__Information__:
PR #463, opened 2025-07-31
refactor: replace custom MultiIndexMap with multi_index_map Crate

diegomrsantos:
## Issue Addressed

This PR replaces our custom MultiIndexMap implementation with the third-party [multi_index_map](https://crates.io/crates/multi_index_map) crate (v0.15.0). This change improves code quality and maintainability through:

### Benefits

  - Reduced Code Complexity: Eliminates our custom implementation in favor of a well-maintained library
  - Improved Type Safety: Uses derive macros to generate strongly typed indices
  - Enhanced Performance: Leverages optimized data structures for multi-indexed access patterns
  - Better Maintainability: Reduces the need to maintain custom data structures

## Proposed Changes

  - Added annotation-based index definitions with #[multi_index] attributes
  - Created indexed types (ShareIndexed, MetadataIndexed, ClusterIndexed) with appropriate index configurations
  - Updated API calls throughout the codebase to use the new indexing patterns
  - Adapted access patterns to use type-specific index functions (e.g., get_by_validator_pubkey() instead of generic get_by())
  - Modified field access to account for the new indexed wrapper types

### Technical Approach

  The implementation uses the macro-generated map types directly rather than creating additional abstraction layers. Index fields are marked with appropriate annotations (hashed_unique for unique indices
   and hashed_non_unique for non-unique indices) to maintain the same access patterns as the original implementation while taking advantage of the crate's optimized indexing structures

## Additional Info

closes https://github.com/sigp/anchor/issues/253
closes https://github.com/sigp/anchor/pull/399


anchor/database/src/lib.rs
```diff
@@ -16,16 +17,64 @@ use tokio::sync::{
...
+
+    #[multi_index(hashed_non_unique)]
+    pub committee_id: CommitteeId,
+
+    pub metadata: ValidatorMetadata,
+}
+
+/// All the clusters in the network
+#[derive(Debug, Clone, MultiIndexMap)]
+pub struct ClusterIndexed {
```
diegomrsantos, line 62: @Zacholme7 I think `validator_pubkey` wasn't necessary here

anchor/eth/src/index_sync.rs
```diff
@@ -137,12 +138,15 @@ async fn validator_index_syncer(
...
-            .get_by(&metadata.cluster_id)
-            .is_some_and(|c| !c.liquidated))
-    .then_some(metadata.public_key)
+        && clusters.get_by_cluster_id(&metadata.cluster_id).is_some()
+        && !clusters
+            .get_by_cluster_id(&metadata.cluster_id)
+            .unwrap()
+            .cluster
+            .liquidated)
+        .then_some(metadata.public_key)
```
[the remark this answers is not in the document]
diegomrsantos: fixed

anchor/database/src/lib.rs
```diff
@@ -16,16 +17,64 @@ use tokio::sync::{
...
-    state::NetworkState,
-};
+pub use crate::{error::DatabaseError, state::NetworkState};
+
+/// All the shares that belong to the current operator.
+/// IMPORTANT: There are parts of the code that assume this only contains shares that belong to the
+/// current operator. If this ever changes, make sure to update the code accordingly.
+#[derive(Debug, Clone, MultiIndexMap)]
+pub struct ShareIndexed {
+    #[multi_index(hashed_unique)]
```
Zacholme7, line 27: Id keep our comments giving some quick info on the purpose of each index and specific its uniquness

anchor/database/src/cluster_operations.rs
```diff
@@ -58,33 +60,43 @@ impl NetworkDatabase {
...
-            // Save the metadata for the validators
-            state.multi_state.validator_metadata.insert(
-                &validator.public_key,   // The public key of the validator
-                &cluster.cluster_id,     // The id of the cluster the validator belongs to
-                &cluster.owner,          // The owner of the cluster
-                &cluster.committee_id(), // The committee id of the cluster
-                validator.to_owned(),    // The metadata of the validator
-            );
+            // Check if we already have this cluster
+            let existing = state
```
Zacholme7, line 74: Can we define this as a helper on the struct?

Zacholme7 (commented):
Niceee, really great find on the this crate. This should probably be taken for a spin live before merging

anchor/database/src/lib.rs
diegomrsantos: Isn't it auto-explanatory in the current code?

Zacholme7: I guess because we are familiar with it right now, but If I look at this 6 months later im probably going to forget the relationship between all of these.

diegomrsantos: Isn't the relationship described by the uniqueness of the index?

anchor/database/src/cluster_operations.rs
```diff
@@ -58,33 +60,43 @@ impl NetworkDatabase {
...
+
+            // Only insert if it doesn't exist yet
+            if !existing {
+                state.multi_state.clusters.insert(ClusterIndexed {
+                    cluster_id: cluster.cluster_id,
+                    owner: cluster.owner,
+                    committee_id: cluster.committee_id(),
+                    cluster: cluster.to_owned(),
+                });
+            }
```
dknopik, line 88: Is checking first whether it already exists necessary? If it is uniquely indexed by the cluster ID, I'd assume it'd simply update the value if it already existed.

anchor/database/src/lib.rs
```diff
@@ -16,16 +17,64 @@ use tokio::sync::{
...
+    #[multi_index(hashed_non_unique)]
+    pub cluster_id: ClusterId,
+
+    #[multi_index(hashed_non_unique)]
+    pub owner: Address,
+
+    #[multi_index(hashed_non_unique)]
+    pub committee_id: CommitteeId,
+
+    pub share: Share,
```
dknopik, line 39: Wdyt about flattening this? 

Basically adding the attributes and missing fields directly to `Share` and removing `ShareIndexed`. 

Advantages:
- No redundant information, which might (due to some bug) deviate, or confuse the developer due to the redundancy.
- Smaller data size

Disadvantage:
- Introduces more fields to `Share`, which might not be necessary everywhere.
- The `ssv_types` crate has now a bunch of `multi_index` annotations, which can be argued to actually belong to the database.

Same of course for `ValidatorMetadata` and `Cluster` below.

Just an idea, I am not 100% sure on this.

anchor/eth/src/event_processor.rs
```diff
@@ -691,11 +694,26 @@ impl EventProcessor {
...
+                    "Failed to fetch validator metadata from database"
+                );
+                return Err(ExecutionError::Database(
+                    "Failed to fetch validator metadata from database".to_string(),
+                ));
+            }
+        };
+
+        // Now get the cluster using the cluster ID from metadata
+        let cluster_idx = match state.clusters().get_by_cluster_id(&metadata_idx.cluster_id) {
```
dknopik, line 712: This is now necessary due to removing the `validator_pubkey` index (see your comment alleging that it was unnecessary).

anchor/message_receiver/src/manager.rs
```diff
@@ -131,9 +131,9 @@ impl<S: SlotClock + 'static, D: DutiesProvider> MessageReceiver
                         // of operators.
                         let is_member = state
                             .clusters()
-                            .get_all_by(&committee_id)
-                            .next()
-                            .map(|c| c.cluster_members.contains(&own_id))
+                            .get_by_committee_id(&committee_id)
```
dknopik, line 134: can we please use `iter_by_` and `next` here to avoid allocating? This function is executed on every message, so it is a very hot path.

anchor/validator_store/src/lib.rs
```diff
@@ -175,37 +175,40 @@ impl<T: SlotClock, E: EthSpec> AnchorValidatorStore<T, E> {
...
-        let db_clusters = state.get_own_clusters().iter().collect::<Vec<_>>();
+        let db_clusters_ids = state.get_own_clusters().iter().collect::<Vec<_>>();
 
-        for (cluster, validator) in db_clusters
+        for (cluster_idx, validator) in db_clusters_ids
             .into_iter()
-            .filter_map(|id| state.clusters().get_by(id))
-            .filter(|cluster| !cluster.liquidated)
-            .flat_map(|cluster| {
+            .flat_map(|id| state.clusters().get_by_cluster_id(id))
```
dknopik, line 182: `iter_by_` as you turn it into an iterator anyway. (implicitly through `flat_mat`)

anchor/validator_store/src/lib.rs
```diff
@@ -175,37 +175,40 @@ impl<T: SlotClock, E: EthSpec> AnchorValidatorStore<T, E> {
...
+            .filter(|cluster_idx| !cluster_idx.cluster.liquidated)
+            .flat_map(|cluster_idx| {
                 state
                     .metadata()
-                    .get_all_by(&cluster.cluster_id)
-                    .map(move |metadata| (cluster, metadata))
+                    .get_by_cluster_id(&cluster_idx.cluster_id)
+                    .into_iter()
```
dknopik, line 188: `iter_by_` as you turn it into an iterator anyway.

anchor/subnet_service/src/lib.rs
```diff
@@ -297,21 +298,24 @@ pub fn get_committee_info_for_subnet(
...
         })
-        .map(|cluster| {
+        .map(|cluster_idx| {
             // Convert cluster to CommitteeInfo by getting validator indices
             let validator_indices = network_state
                 .metadata()
-                .get_all_by(&cluster.cluster_id)
-                .flat_map(|metadata| metadata.index)
+                .get_by_cluster_id(&cluster_idx.cluster_id)
+                .iter()
```
dknopik, line 313: use `iter_by_` as you turn it into an iterator anyway.

dknopik (commented):
Great find, I love it! 

I've put it on interop, looking good so far.

anchor/database/src/cluster_operations.rs
diegomrsantos: `cluster_id` is unique, and it means we can't insert the same ID twice. Should we update the other values in this case?

anchor/database/src/lib.rs
diegomrsantos: This index isn't used much, but when it is, it's for getting the share of a validator given a pub key. How would it be done instead?

anchor/eth/src/event_processor.rs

__Assignment__: The answer must consist of every line from the records above that holds "assume".

__Exercise result__:
+/// IMPORTANT: There are parts of the code that assume this only contains shares that belong to the
dknopik, line 88: Is checking first whether it already exists necessary? If it is uniquely indexed by the cluster ID, I'd assume it'd simply update the value if it already existed.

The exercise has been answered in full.